- _Problem statement_:
Below are some records; output exactly the lines from the line with "I thought there" to the line with "2. Mean dark", both ends kept, and nothing more.

Saved entries:
PR #450, opened 2019-06-24
Updated README to include pip install instructions

### LINKED ISSUE #441: Update docs for pip installation
Now that JWQL is on PyPI (#419), we should update our docs to explain how to `pip install jwql`!

bourque:
This PR updates the `README` to include a section on installing the `jwql` package for users (which is simply a `pip install jwql`).

Even with the capability to `pip install jwql`, the install instructions for contributors remains the same, as to encourage a `python setup.py develop` so that `jwql` is installed to a `$PATH` that makes it easy to test code changes.

Also included is a small update to the list of current dev members and acknowledgements. 

Closes #441

### DIFF
--- a/README.md
+++ b/README.md
@@ -23,13 +23,23 @@ Official API documentation can be found on [ReadTheDocs](https://jwql.readthedoc
 
 The `jwql` application is currently under heavy development.  The `1.0` release is expected in 2019.  Currently, a development version of the web application can be found at [https://dljwql.stsci.edu](https://dljwql.stsci.edu).
 
-## Installation
+## Installation for Users
+
+To install `jwql`, simply use `pip`:
+
+```
+pip install jwql
+```
+
+The section below describes a more detailed installation for users that wish to contribute to the `jwql` repository.
+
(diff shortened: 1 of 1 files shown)


README.md
```diff
@@ -64,25 +74,31 @@ Following the download of the `jwql` repository, contributors can then install t
 conda update conda
 ```
 
-Next, activate the `base` environment:
+Next, activate the `base` or `root` environment (depending on your version of `conda`):
 
 ```
-source activate base
+source activate base/root
```
laurenmarietta: Is this just here to make sure that users are starting in a clean environment? Should the command be `source deactivate` instead?

bourque: @laurenmarietta If I recall correctly when I first made these instructions, this command doesn't necessarily have to be executed if the user already had `conda` installed, but if a user has just installed `conda` for the first time, a new environment can't be made until the `base`/`root` is activated(?)

laurenmarietta: Oh, that would make sense then. Thanks for explaining!

Issue #454, opened 2019-06-25
Add observation time to dark monitor database tables


bhilbert4:
Currently the database tables used by the dark current monitor keep track of the time/date on which the monitor is run and each entry is added, but they do not keep track of the time/date associated with the observations being examined. We should add this to the database in order to facilitate the creation of plots.

What's the best way/place to add this information? We need it in the dark_dark tables. It may also be useful in the dark_pixel_stats tables?

PR #456, opened 2019-06-27
Add observation times to the database tables

bhilbert4:
This PR adds code to the `dark monitor` such that it will collect the observation time from all input files. It will then save the earliest, latest, and (calculated) mean observation time for the dataset into the appropriate database tables.

This will help with plotting the results of the dark monitor.


bhilbert4:
Closes #454

bhilbert4:
@bourque I think this is ready to review. It ran successfully in my local tests.

jwql/utils/instrument_properties.py
```diff
@@ -234,3 +235,49 @@ def calc_frame_time(instrument, aperture, xdim, ydim, amps, sample_time=1.e-5):
...
+    ----------
+    filename : str
+        Name of fits file
+
+    Returns
+    -------
+    obs_time : datetime.datetime
+        Observation date and time
+    """
+    with fits.open(filename) as h:
```
bourque: @bhilbert4 I don't have much of an opinion on this one way or the other, but I wonder if it would be better to use `jwst.datamodels` here to extract this information?  Especially if it is faster than FITS IO.  What do you think?

bhilbert4: In general `jwst.datamodels` are much slower than `fits.io` because the datamodels do a bunch of metadata validation when the file is opened.

Issue #222, opened 2018-12-14
Integrate Bokeh into the Django backend


gkanarek:
The current monitor scripts serve a dual purpose: both that of actually performing the relevant monitor task, and also of creating the html and Javascript output to be embedded in the relevant webpages, as required. I propose a new architecture, where the Bokeh code is integrated with the Django backend, and which reduces the monitor scripts to standalone monitoring tasks. This would improve on the existing setup in a few ways:

1. It will be easier for users to make use of the monitor scripts on their own for various analysis tasks, rather than having to deal with Bokeh output.
2. Making the Bokeh code part of the Django backend will allow us to leverage the power of Bokeh more effectively (e.g., streaming data to plots, not having to re-create html code every time a monitor script is run, etc).
3. People who develop and maintain the monitor scripts don't have to be versed in Bokeh or Django.

Before we can make this change, we need to decide on a standardized methodology for storing the results of the various monitors which can be read by the Bokeh code. Then, each script will need to be split in two: the actual monitoring task (which will be run via a cron job and store its output in the standardized format), and the web interface, which will be incorporated into the Django backend.

bourque:
FYI, We have come up with a generic way to store instrument monitor data (#304) in the form of database tables.

bourque:
@gkanarek Could you open a WIP pull request for your work on this?  It will help us reference and coordinate the work in other issues and pull requests.

bhilbert4:
We have moved away from Bokeh templating.

Issue #114, opened 2018-07-31
Integrating FITSViewer with JWQL web app


gkanarek:
Continuing discussion with @laurenmarietta from #45.

So as it happens, the static files should be unnecessary - I just included them so I could do things like center the viewer on the page and control some other CSS stuff while using Bokeh server. We can hopefully use the Bokeh `embed` module instead - there's a user guide [here](https://bokeh.pydata.org/en/latest/docs/user_guide/embed.html) on how to do it. Other resources I've found are [here](https://www.hackerearth.com/practice/notes/bokeh-interactive-visualization-library-use-graph-with-django-template/) and [here](https://bokeh.github.io/blog/2018/6/13/release-0-13-0/) (specifically the part on custom templates). Are we using Jinja templating? If so, that might make things a little easier to embed.

An alternative is to run the FITSViewer off of Bokeh server, using the latter as a library, embedded in the larger framework of the Django app. There are some examples of that [here](http://bokeh.pydata.org/en/latest/docs/user_guide/server.html#embedding-bokeh-server-as-a-library), though not for Django.

I don't know enough about how Django works to know the best way to proceed here. Thoughts?

bourque:
@bourque Reach out to individuals regarding support for Ginga

bourque:
@gkanarek Have you heard of/used LSST's `firefly` tool?  Perhaps something we could possibly use?

https://firefly.lsst.io/index.html

bhilbert4:
JWQL currently uses bokeh to interactively view fits images. While we could certainly do with some improved performance on this tool, that can be captured in a new issue. Closing this issue for now.

PR #459, opened 2019-06-28
Bokeh templating

gkanarek:
This branch is WIP, but we're eventually going to want to merge it into develop.


laurenmarietta:
This PR addresses, but I don't think completely closes, #114 and #222.

PR #460, opened 2019-06-28
Add dark monitor Bokeh templating files

### LINKED ISSUE #369: Specify Dark Monitor Plots
I thought there was already an issue open for this, but I couldn't find it. I just wanted to write down a list of dark monitor-related plots to be displayed in the web app.

1. Histograms of dark current rates. Currently there are separate histograms generated for each amplifier, as well as for the full detector, for all instruments. This should change a bit, as MIRI's readout pattern interleaves all the amplifiers. The code as-is won't be able to handle that. 
2. Mean dark current versus time (across multiple dark monitor runs)
3. Hot/dead/noisy pixels: Maybe display the mean dark rate image and mark the locations of any new hot/dead/noisy pixels with different colored dots? If nothing new, still display the mean dark rate image as that can still be useful.
4. Display tables of new hot/dead/noisy pixels? How will potential users get this information, assuming they won't have access to the JWQL database? Add to API?

Bonus: 
I think it would be interesting and useful to be able to plot the mean dark rate versus certain EDB mnemonics. For NIRCam we would want to watch dark rate versus the ASIC voltage and the FPA temperature.

In the case where the mean dark rate differs from the historical mean by some amount, overplot current and historical histograms?

bhilbert4:
This PR adds Bokeh templating files for creating dark monitor plots.

At the time of this initial commit, this is not yet functional.

Closes #369.


laurenmarietta:
I'm going to play around with this a bit to see if I can get a small demo working for our TIPS talk.

laurenmarietta:
(Just documenting that the current state of this branch is what we used for the TIPS web app demo in July.)

bourque:
@bhilbert4 #459 is merged, and I've updated this branch to include those changes, so now this can be finished up/tested with dark monitor plots.  Could you take a look?

bhilbert4:
Will do.

bhilbert4:
I think I have the issue related to the dark_monitor pre_init and BokehTemplate pre_init resolved after some conversation with @gkanarek. There are still issues to work on though. Currently when I try to create the dark_monitor plot page, the app thinks for a couple minutes, and then crashes with the statement that nodejs is required for rendering custom models....which is odd because I installed nodejs.

bhilbert4:
Re-tried everything this morning. `conda install nodejs` was providing a very old version of nodejs. I had to do `conda install nodejs==10.15.3`. With that in place, the dark monitor webpage is rendered, but none of the figures are there. I'm wondering if this is something similar to #467 ? I'm not seeing quite the same error messages in the Firefox developer console tab, but similar-ish? I'm testing with Bokeh 1.3.4, which is what we have in the requirements file as well as the python 3.6 env file. I tried downgrading to Bokeh 1.3.2, but got the same errors. 
jwql_error_firefox
jwql_error_terminal

bhilbert4:
Current status: making slow progress. 

Histogram plots: 10 histograms now appear on the page. They are correctly labeled, but looking at the histograms themselves, I'm worried that the same data is being plotted for all detectors.

Images: Can get a single image to be shown on the page. Code for showing images for all detectors is not working.

Dark rate vs time: This plot is the one that was the source of the bad array length errors that I was seeing. It turns out that the cause of this is that all entries currently in the database have the same time stamp. This was throwing off the code as it tried to set x-axis bounds. I've added a buffer to the x and y ranges so that this error won't happen again. As with the histograms, it appears that the same dark data is being plotted for all apertures. Somehow the new data is not being loaded from the database after the instrument and aperture are set using the setter.

bourque:
@bhilbert4 I was able to get things working on my end!  However, I could only do so by removing `NRCA5` and `NRCB5` from the list of apertures to plot.  I think it may have something to do with a lack of data available in the database for those apertures (I recently recent the database to test the bias monitor).  I will investigate that further, but it seems promising.

bhilbert4:
That's good (if a little strange)! How would a lack of data for 2 detectors cause all the rest to be plotted with the data from one of the other detectors?

bourque:
Finally getting back to this:  I made a few commits to clean things up just a bit to appease `flake8` and our style guide.  Again, I can only get things working by removing `NCRA5_FULL` and `NCRB5_FULL` from the list of apertures to plot.

bourque:
@bhilbert4 After some digging, I think I found the root cause of the issue with `NRC[A|B]5_FULL`.  Looking at this bit of code from `jwql.website.apps.jwql.monitor_dark_bokeh.load_data()`:

```python
        self.pixel_table = session.query(self.pixel_table) \
            .filter(self.pixel_table.detector == self.detector) \
            .all()
```

This code expect `self.detector` to be e.g. `NRCA5_FULL`, however the `dark_pixel_stats` table in the database stores the `detector` as `NRCALONG`, which means that no results are returned from this query, which then breaks the rest of the plotting code.

Is there a reason for storing things as `NRCALONG` as opposed to `NRCA5_FULL`?  Do they mean different things?  Is there a way we could avoid an inconsistency in naming conventions across code and database tables?

bhilbert4:
Ugh, what a pain. Good catch. NRCA5_FULL is an aperture name. (You can also have e.g. NRCA5_SUB160). In pipeline outputs the detector is stored as NRCALONG. Most people change this to NRCA5 in order to be easier to work with, and to be consistent with aperture names.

- _Solved exercise_:
I thought there was already an issue open for this, but I couldn't find it. I just wanted to write down a list of dark monitor-related plots to be displayed in the web app.

1. Histograms of dark current rates. Currently there are separate histograms generated for each amplifier, as well as for the full detector, for all instruments. This should change a bit, as MIRI's readout pattern interleaves all the amplifiers. The code as-is won't be able to handle that. 
2. Mean dark current versus time (across multiple dark monitor runs)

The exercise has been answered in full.